Concurrent stimulation of CD40 and TLR3 enhances the capacity of tumor-associated CD11c+ dendritic cells to process antigens that they spontaneously engulf in the tumor microenvironment. Efficient antigen presentation requires competent antigen engulfment and processing. To confirm the capacity of tumor-infiltrating dendritic cells to spontaneously take-up tumor materials in vivo, we first analyzed the ascites of C57BL/6 mice bearing i.p. ID8-Defb29/Vegf-A engineered to express GFP (9). Up to 18% of total CD11c dendritic cells at this temporal point (day 35) coexhibited green fluorescence, suggesting recent engulfment of tumor materials (Fig. 3A). Then, to define the effect of costimulation of CD40/TLR3 on tumor-associated dendritic cells, on their capacity to take up and process antigens, we treated mice bearing highly aggressive i.p. ID8-Defb29/Vegf-A tumors (9) with three weekly i.p. injections of agonistic αCD40 antibody plus poly(I:C). To monitor antigen processing, 6 days after the last treatment, we administered ovalbumin conjugated to a self-quenched fluorophore (DQ-Ova; Invitrogen), which emits bright green fluorescence only if proteolytic digestion occurs in the endosome (27).
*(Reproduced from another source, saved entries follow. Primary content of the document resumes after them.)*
PR #2063, opened 2026-07-28
Add a headless engine entrypoint and an exports map

### LINKED ISSUE #2059: No supported headless entrypoint, and no exports map
`@aehrc/smart-forms-renderer` publishes `main: lib/index.js` with no `exports` map and no `sideEffects` field.

Two consequences:

**There is no supported way to use the engine without the UI.** Importing anything from the barrel pulls in `@mui/material`, `@emotion/*`, `react-dom`, `react-markdown` and both drag-and-drop libraries. A consumer that only needs the form engine (a React Native host, a test, a service) has to deep-import internal paths instead, for example:

```ts
import { buildForm, getResponse } from '@aehrc/smart-forms-renderer/lib/utils/manageForm';
import { questionnaireStore } from '@aehrc/smart-forms-renderer/lib/stores/questionnaireStore';
import { canBeObservationExtracted } from '@aehrc/smart-forms-renderer/lib/utils/extractObservation';
```

Those paths are not public API and can move in a patch release, so a consumer relying on them has to pin an exact version and carry its own tests to detect the UI layer creeping back into its bundle.

**Bundlers cannot tree-shake the package.** With no `exports` map and no `sideEffects` flag, a web app that uses part of the renderer still pays for the rest.

### Suggested direction

An `exports` map with a curated headless entrypoint (something like `./engine`) exporting the vanilla Zustand stores and the DOM-free utils, alongside the unchanged barrel at `.`.

One caveat worth stating up front, because it is easy to get wrong: an `exports` map is a **whitelist**, so adding one to a package that never had one silently breaks every existing deep import unless a passthrough is included. A single `./lib/*` pattern is not sufficient either, because an `exports` pattern has no directory-index fallback, so paths that resolve today via a directory `index.js` would stop resolving.

`sideEffects: false` would need #2053 first, since the barrel currently has a webfont side effect.

KyleOps:
Fixes #2059

Server-side and React Native consumers need the form engine (stores, `buildForm`, populate and extract plumbing) without the DOM-bound UI tree. This adds `@aehrc/smart-forms-renderer/engine`, a headless entrypoint whose runtime import graph contains no UI package, and the package's first `exports` map. The two ship together because the clean `/engine` specifier only exists through the map.

The engine barrel is a strict subset of the root barrel: nothing becomes public by appearing in `/engine` alone, and a test enforces the subset. `engineEntrypoint.test.ts` cruises the graph with dependency-cruiser: no UI library may load at runtime, and the type surface a consumer must resolve to typecheck is pinned to three `@mui/material` entries, needed because `RendererConfig` keys breakpoints by MUI's augmentable `Breakpoint` type. Getting the pin that small meant moving the `RenderingExtensions` interface into `interfaces/` and importing `UseResponsiveProps` from its own module rather than the hooks barrel, so type edges no longer drag the hooks layer (and with it `html-react-parser`) into the closure.

A second guard, `packageExports.test.ts`, keeps the exports map in sync with the source tree: every directory barrel under `src/` must have a `./lib/<dir>` entry, since the map has no directory-index fallback.

For review: `src/engine.ts` (the surface), the `exports` map in `package.json`, and the two test files. Stacked on #2061 (base branch is `issue/2058`).

Testing: full renderer jest suite green (94 suites, 2201 tests). Every published `./lib` subpath was resolution-checked under node16, bundler, and node10 settings when the map was authored; the guard test keeps it in sync from here.

Not verified: Metro (React Native) resolution and an `npm pack` install into a real consumer.

### DIFF
--- a/package-lock.json
+++ b/package-lock.json
@@ -18874,120 +18874,6 @@
         "node": ">= 0.8"
       }
     },
-    "node_modules/dependency-cruiser": {
-      "version": "18.2.0",
-      "resolved": "https://registry.npmjs.org/dependency-cruiser/-/dependency-cruiser-18.2.0.tgz",
-      "integrity": "sha512-xMDoLD0no6pDInR8/4rIIqZ4mERDnsjezk8PkNORYSfBLvjCOogUxaruepmi1uQtZQlYUgdT2u7G3jTlgKqNjw==",
-      "dev": true,
-      "license": "MIT",
-      "dependencies": {
-        "acorn": "8.18.0",
-        "acorn-jsx": "5.3.2",
-        "acorn-jsx-walk": "2.0.0",
-        "acorn-loose": "8.5.2",
-        "acorn-walk": "8.3.5",
-        "commander": "15.0.0",
-        "enhanced-resolve": "5.24.5",
-        "ignore": "7.0.6",
-        "interpret": "3.1.1",
-        "is-installed-globally": "1.0.0",
-        "json5": "2.2.3",
-        "picomatch": "4.0.5",
-        "prompts": "2.4.2",
-        "rechoir": "0.8.0",
-        "safe-regex": "2.1.1",
-        "semver": "7.8.5",
-        "tsconfig-paths-webpack-plugin": "4.2.0",
-        "watskeburt": "6.0.0"
-      },
-      "bin": {
-        "depcruise": "bin/dependency-cruise.mjs",
-        "depcruise-baseline": "bin/depcruise-baseline.mjs",
-        "depcruise-fmt": "bin/depcruise-fmt.mjs",
-        "depcruise-wrap-stream-in-html": "bin/wrap-stream-in-html.mjs",
-        "dependency-cruise": "bin/dependency-cruise.mjs",
-        "dependency-cruiser": "bin/dependency-cruise.mjs"
-      },
-      "engines": {
-        "node": "^22||^24||>=26"
-      }
-    },
-    "node_modules/dependency-cruiser/node_modules/acorn": {
-      "version": "8.18.0",
-      "resolved": "https://registry.npmjs.org/acorn/-/acorn-8.18.0.tgz",
-      "integrity": "sha512-lGq+9yr1/GuAWaVYIHRjvvySG5/4VfKIvC8EWxStPdcDh/Ka7FG3twP6v4d5BkravUilhIAsG4Qj83t02LWUPQ==",
-      "dev": true,
-      "license": "MIT",
-      "bin": {
-        "acorn": "bin/acorn"
-      },
-      "engines": {
-        "node": ">=0.4.0"
-      }
-    },
-    "node_modules/dependency-cruiser/node_modules/commander": {
-      "version": "15.0.0",
-      "resolved": "https://registry.npmjs.org/commander/-/commander-15.0.0.tgz",
-      "integrity": "sha512-z67u4ZhzCL/Tydu1lJARtEZYWbWaN7oYLHbsuzocr6y4N6WZAagG3RQ4FW61V1/0+jImpj293XfrcYnd1qxtPg==",
-      "dev": true,
-      "license": "MIT",
-      "engines": {
-        "node": ">=22.12.0"
-      }
-    },
-    "node_modules/dependency-cruiser/node_modules/ignore": {
-      "version": "7.0.6",
-      "resolved": "https://registry.npmjs.org/ignore/-/ignore-7.0.6.tgz",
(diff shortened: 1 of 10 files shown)


clinnygee:

Only conflict merging this PR was `package-lock.json`, resolved by taking the branch's version and re-running `npm install`.

Results on the combined branch (after the `./lib/i18n` fix below):

| Check | Result |
| --- | --- |
| Renderer `tsc` build | clean, emits `lib/engine.js` + `lib/engine.d.ts` |

I also resolution-checked ~20 published subpaths against the new `exports` map with Node's resolver (root, `/engine`, `package.json`, every enumerated `./lib/<dir>` barrel, nested paths like `lib/utils/questionnaireStoreUtils/addDisplayToCodings`, `.js`-suffixed requests, and `./src/*`). All resolve. The `./lib/*.js` vs `./lib/*` pattern ordering behaves correctly.

Manual testing against that branch also looked good.

---

### Blocker: needs a rebase, and the map is missing `./lib/i18n`

`src/i18n/index.ts` landed on `main` after this branch was cut (#1995, commit 8356f836). The `exports` map here doesn't have a `./lib/i18n` entry, and since the map has no directory-index fallback, `@aehrc/smart-forms-renderer/lib/i18n` silently stops resolving for consumers.

This PR's own guard catches it. Rebased onto current `main`, it's the only failure in the suite:

```
FAIL src/test/packageExports.test.ts
  ● package.json exports map › enumerates every published directory barrel under lib/

    - Array []
    + Array [ "i18n" ]
```

The guard doing exactly its job is a good sign for the design. The fix is four lines:

```json
"./lib/i18n": {
  "types": "./lib/i18n/index.d.ts",
  "default": "./lib/i18n/index.js"
},
```

With that added, the full suite goes green. I only have it on the local test branch — it needs to land here.

### Suggestion: `engine.ts` can't name the terminology injection API

This one only becomes visible once #2062 is in the same tree.

#2062 adds `terminologyServerStore.setRequestOptions({ fetchTerminologyCallback, requestTimeoutMs })` — the seam that makes the renderer's terminology traffic routable through a consumer's own HTTP client. That is arguably *the* API a headless `/engine` consumer needs most, since the built-in `fhirclient` transport wants a browser `fetch`.

`engine.ts` currently exports:

```ts
export type { TerminologyServerStoreType } from './stores/terminologyServerStore';
export { terminologyServerStore, useTerminologyServerStore } from './stores/terminologyServerStore';
```

So a `/engine` consumer can *call* `setRequestOptions({...})` but can't name its argument type or type their callback — `TerminologyRequestOptions` and `FetchTerminologyCallback` aren't re-exported from `/engine`.

Both are already in the root barrel (`src/index.ts` lines 45 and 53 after #2062), so adding them here keeps the subset guard satisfied:

```ts
export type { TerminologyRequestOptions } from './stores/terminologyServerStore';
export type { FetchTerminologyCallback, FetchTerminologyRequestConfig } from '@aehrc/sdc-populate';
```

Ordering-dependent on #2062, so happy for it to be a follow-up if you'd rather not couple the two.

### Note on sequencing

Flagged on #2061 too: that PR is a **hard functional dependency** of this one, not just a stacked base branch. `engineEntrypoint.test.ts` asserts `html-react-parser` stays out of the engine runtime graph, and `engine.ts` re-exports from `utils/extensions` — so without #2061 removing `getTextDisplayFlyover` from that module, this PR's own test fails.

KyleOps:
Rebased onto main now that #2061 has landed, and added the `./lib/i18n` entry. Your read was exactly right: the guard caught it, nothing else was missing, and it really was the four lines.

Where the rebased branch stands: renderer suite 96 suites / 2231 tests, root lint 0 errors, `apps/smart-forms-app` tsc plus vite build clean. I also re-ran the resolution check across the whole published surface rather than a sample, enumerating every specifier the built package exposes: 704 of 704 resolve, including `lib/i18n` and the eight internal paths our own consumer imports.

Heads up that I force-pushed, so your combined test branch will need re-pulling.

On the terminology re-exports, I want them but can't add them here. `TerminologyRequestOptions` does not exist until #2062 lands, so the export would not compile against main. Taking your offer of a follow-up and I will raise it as soon as #2062 merges. Agreed it is the API a headless consumer reaches for first, so it should not sit unexported for long.

I also added a short entry points section to the renderer README. A new public entrypoint with nothing documented leaves anyone reading the merged commit no way to find it. It records that `/engine` is a subset of the root barrel, that both entries are bundler targets rather than Node loadable, and that deep `lib/...` imports are a compatibility surface rather than API.

One gap still open, and worth someone's eyes before it is relied on: Metro. React Native resolves through Metro, not Node, and Metro has its own `exports` implementation with a history of gaps in subpath patterns. Everything I have checked used Node's resolver. It does not block this PR, since the map is additive under either resolver, but I would want it closed before anyone leans on `/engine` from a React Native host.

Your sequencing note was better than mine, incidentally. I had described #2061 as a stacked base; you are right that it is a hard functional dependency, since the engine graph test fails without it.

Anything you would word differently in the README section, or is it fine as is?

clinnygee (approved):
lgtm

PR #2065, opened 2026-07-31
Back the HAPI FHIR servers with RDS PostgreSQL

KyleOps:
## Problem

Both HAPI FHIR servers store everything in RAM and lose it on every task replacement.

Neither `forms-server` nor `ehr-proxy` configured a datasource, so HAPI fell back to its default in-memory database. Confirmed from the running container logs:

```
jdbc:h2:mem:test_mem
```

The task definitions had `"volumes": []` and `"mountPoints": []`, and there was no RDS instance or EFS filesystem in the account backing either server. The data existed only in the Fargate task's memory.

As expected, the proportion of DQ-Ova+CD11c+ dendritic cells that took up and efficiently processed antigen at tumor locations was significantly increased (≈10-fold) in mice receiving combinatorial treatment 24 h before (Fig. 3B; Supplementary Fig. S2A; P < 0.05). Supporting their in situ activation by CD40/TLR3 costimulation, CD11c+ dendritic cells at tumor locations in treated mice also expressed higher levels of CD80, CD40, and MHC-I (Fig. 3B; Supplementary Fig. S2B). Correspondingly, the percentages and total number of CD11c+ dendritic cells processing GFP+ tumor materials and the up-regulation of costimulatory CD80 in ID8-Defb29/Vegf-A-GFP tumor-bearing mice was also significantly higher in treated mice compared with controls (Fig. 3C; Supplementary Fig. S2C). Jointly, these results indicate that coactivation of CD40 and TLR3 dramatically enhances the capacity of tumor-infiltrating dendritic cells to process the antigens that they spontaneously phagocytose at tumor locations and induces the up-regulation of costimulatory determinants.

Figure 3.

Activation through CD40 and TLR3 augments CD11c+ dendritic cells antigen-processing capability. A, FACS analysis of peritoneal lavage taken ∼35 days post-ID8-Defb29/Vegf-A-GFP injection shows presence of CD11c+GFP+ cells (n = 5 mice). Gates made on isotypes. B, left, ID8-Defb29/Vegf-A tumor-bearing mice (n = 6) receiving three doses of synergistic therapy were injected i.p. 6 days subsequent to their last treatment with 250 μg DQ-Ova and followed 3 h later with agonistic αCD40 antibody plus poly(I:C), an irrelevant rat IgG (iAb) or PBS. FACS analysis was done 24 h later. Right, median fluorescence intensity of CD80 expression on DQ-Ova+CD11c+ cells. *, P < 0.05. C, ID8-Defb29/Vegf-A-GFP–injected mice (n = 3) were treated as in B but without DQ-Ova. Peritoneal lavages (24 h later; 29 days post-tumor injection) were used for FACS analysis to determine (left) GFP+CD11c+ tumor-loaded dendritic cells (±SD) and (right) median fluorescence intensity of CD80 expression on GFP+CD11c+ cells. *, P < 0.05. Representative of two independent experiments.

Figure 3.

Activation through CD40 and TLR3 augments CD11c+ dendritic cells antigen-processing capability. A, FACS analysis of peritoneal lavage taken ∼35 days post-ID8-Defb29/Vegf-A-GFP injection shows presence of CD11c+GFP+ cells (n = 5 mice). Gates made on isotypes. B, left, ID8-Defb29/Vegf-A tumor-bearing mice (n = 6) receiving three doses of synergistic therapy were injected i.p. 6 days subsequent to their last treatment with 250 μg DQ-Ova and followed 3 h later with agonistic αCD40 antibody plus poly(I:C), an irrelevant rat IgG (iAb) or PBS. FACS analysis was done 24 h later. Right, median fluorescence intensity of CD80 expression on DQ-Ova+CD11c+ cells. *, P < 0.05. C, ID8-Defb29/Vegf-A-GFP–injected mice (n = 3) were treated as in B but without DQ-Ova. Peritoneal lavages (24 h later; 29 days post-tumor injection) were used for FACS analysis to determine (left) GFP+CD11c+ tumor-loaded dendritic cells (±SD) and (right) median fluorescence intensity of CD80 expression on GFP+CD11c+ cells. *, P < 0.05. Representative of two independent experiments.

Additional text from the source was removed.